A long-delayed and controversial project to build a bridge across the Messina Straits to connect Sicily to mainland Italy will initiate in two years' time, Transport and Infrastructure Minister Matteo Salvini said Thursday after recently reviving the scheme long pushed by his ally, former premier Silvio Berlusconi.
Environmentalists and analysts have said the bridge is impractical and dangerous, given the seismic nature of the proposed building sites in Calabria and Sicily.
Other are opposed to its huge potential cost.
Salvini is now seeking funding from the EU to realise the project, and he is reviving the Messina Strait Company that was set up to oversee the scheme.
He said it would take over five years for the bridge to be completed.

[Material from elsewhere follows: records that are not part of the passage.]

PR #278, opened 2015-08-31
[WR] remove lingering left joins

bwreid:
[Pivotal Card](https://www.pivotaltracker.com/story/show/100812658)

Some remaining left joins were causing an empty row to come through. Changed both to inner joins and checked both pages.


tie-rack:
Oh great. LGTM.

PR #280, opened 2015-09-01
Only one email per processing complete message

tie-rack:
Share a queue bound to the "processing.complete" topic among all instances so that only one instance takes the message and sends emails about it. Otherwise, we send as many copies of the email as there are instances!

[Pivotal story](https://www.pivotaltracker.com/story/show/102519538)

### DIFF
--- a/notifications/queue.js
+++ b/notifications/queue.js
@@ -28,7 +28,7 @@ var onChannelOpen = function(err, ch) {
   var processingComplete = config.notifications.topics.processingComplete;
 
   ch.assertExchange(ex, "topic", exOptions);
-  ch.assertQueue('metisProcessingCompleteEmail', {}, function(err, ok) {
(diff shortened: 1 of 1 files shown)


notifications/queue.js
```diff
@@ -28,13 +28,14 @@ var onChannelOpen = function(err, ch) {
   var processingComplete = config.notifications.topics.processingComplete;
 
   ch.assertExchange(ex, "topic", exOptions);
-  ch.assertQueue('', {exclusive: true}, function(err, ok) {
+  ch.assertQueue('metisProcessingCompleteEmail', {}, function(err, ok) {
```
bwreid: We probably don't want to call it metis. Also, is camel case standard when we're talking about rabbit queues?

tie-rack: Looks like the standard is all lowercase with dots and underscores. I'll update.

bwreid:
Great. LGTM.

PR #281, opened 2015-09-10
[WR] add filter to properly add commas for addresses

bwreid:
[Pivotal Card](https://www.pivotaltracker.com/story/show/100052082). Adds a comma after text elements if they exist. This allows us to dynamically and correctly format addresses if they are partially or wholly incomplete.

Although the card is about a single instance, I tried finding wherever this may show up.


tie-rack:
Smart! LGTM!

PR #283, opened 2015-09-17
include new relic on the dashboard front-end

bwreid:
[Pivotal Card](https://www.pivotaltracker.com/story/show/102022928)

Takes environment variables to configure newrelic.js.


tie-rack:
So compact! LGTM!

PR #284, opened 2015-09-24
[WR] add ng-cloak to alert elements

bwreid:
[Pivotal Card](https://www.pivotaltracker.com/story/show/102494524)

I believe this should solve the issue with flickering. [More information here.](https://docs.angularjs.org/api/ng/directive/ngCloak)

### DIFF
--- a/public/index.html
+++ b/public/index.html
@@ -139,11 +139,11 @@
           </ul>
         </nav>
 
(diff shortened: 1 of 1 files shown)


tie-rack:
Oh great. LGTM!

The planned 8.5-billion-euro suspension bridge, one of the world's longest, was the brainchild of ex-premier Berlusconi when he was in power from 1994 to 1995, 2001 to 2006, and 2008 to 2011, especially during the latter stages of his administration.
Supporters hail the bridge as a huge job-creation scheme that would give Italy's image a major boost, while bringing Sicily closer to the mainland in physical, psychological and social terms.
But it has been opposed by environmentalists and dogged by concerns over its safety and fears of potential Mafia involvement.
The 3,690-metre-long bridge has been designed to be able to handle 4,500 cars an hour and 200 trains a day and would replace slow ferry services between the island and the mainland.